» THE TASK
Restate word for word the span that opens with the line containing "mongoDB install as" and closes with the final line of the data; give only those lines.

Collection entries
◆ ◆ ◆ ◆ ◆ ◆ ◆

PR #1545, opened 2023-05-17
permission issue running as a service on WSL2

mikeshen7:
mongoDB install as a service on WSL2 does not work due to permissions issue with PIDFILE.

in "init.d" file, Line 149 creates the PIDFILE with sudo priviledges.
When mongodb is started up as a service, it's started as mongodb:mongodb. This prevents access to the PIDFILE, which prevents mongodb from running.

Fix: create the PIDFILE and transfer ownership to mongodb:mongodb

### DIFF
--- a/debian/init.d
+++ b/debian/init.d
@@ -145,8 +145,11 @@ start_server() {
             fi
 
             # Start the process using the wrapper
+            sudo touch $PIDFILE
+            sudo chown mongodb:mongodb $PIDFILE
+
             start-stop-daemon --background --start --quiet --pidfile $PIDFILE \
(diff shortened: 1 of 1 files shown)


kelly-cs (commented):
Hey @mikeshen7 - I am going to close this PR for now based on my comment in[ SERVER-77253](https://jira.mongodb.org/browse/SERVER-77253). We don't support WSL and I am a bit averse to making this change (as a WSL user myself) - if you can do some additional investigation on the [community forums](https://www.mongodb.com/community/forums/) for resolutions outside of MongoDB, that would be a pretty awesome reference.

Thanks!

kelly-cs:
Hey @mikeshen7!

◆ ◆ ◆ ◆ ◆ ◆ ◆

» YOUR SOLUTION
mongoDB install as a service on WSL2 does not work due to permissions issue with PIDFILE.

in "init.d" file, Line 149 creates the PIDFILE with sudo priviledges.
When mongodb is started up as a service, it's started as mongodb:mongodb. This prevents access to the PIDFILE, which prevents mongodb from running.

Fix: create the PIDFILE and transfer ownership to mongodb:mongodb

### DIFF
--- a/debian/init.d
+++ b/debian/init.d
@@ -145,8 +145,11 @@ start_server() {
             fi
 
             # Start the process using the wrapper
+            sudo touch $PIDFILE
+            sudo chown mongodb:mongodb $PIDFILE
+
             start-stop-daemon --background --start --quiet --pidfile $PIDFILE \
(diff shortened: 1 of 1 files shown)


kelly-cs (commented):
Hey @mikeshen7 - I am going to close this PR for now based on my comment in[ SERVER-77253](https://jira.mongodb.org/browse/SERVER-77253). We don't support WSL and I am a bit averse to making this change (as a WSL user myself) - if you can do some additional investigation on the [community forums](https://www.mongodb.com/community/forums/) for resolutions outside of MongoDB, that would be a pretty awesome reference.

Thanks!

kelly-cs:
Hey @mikeshen7!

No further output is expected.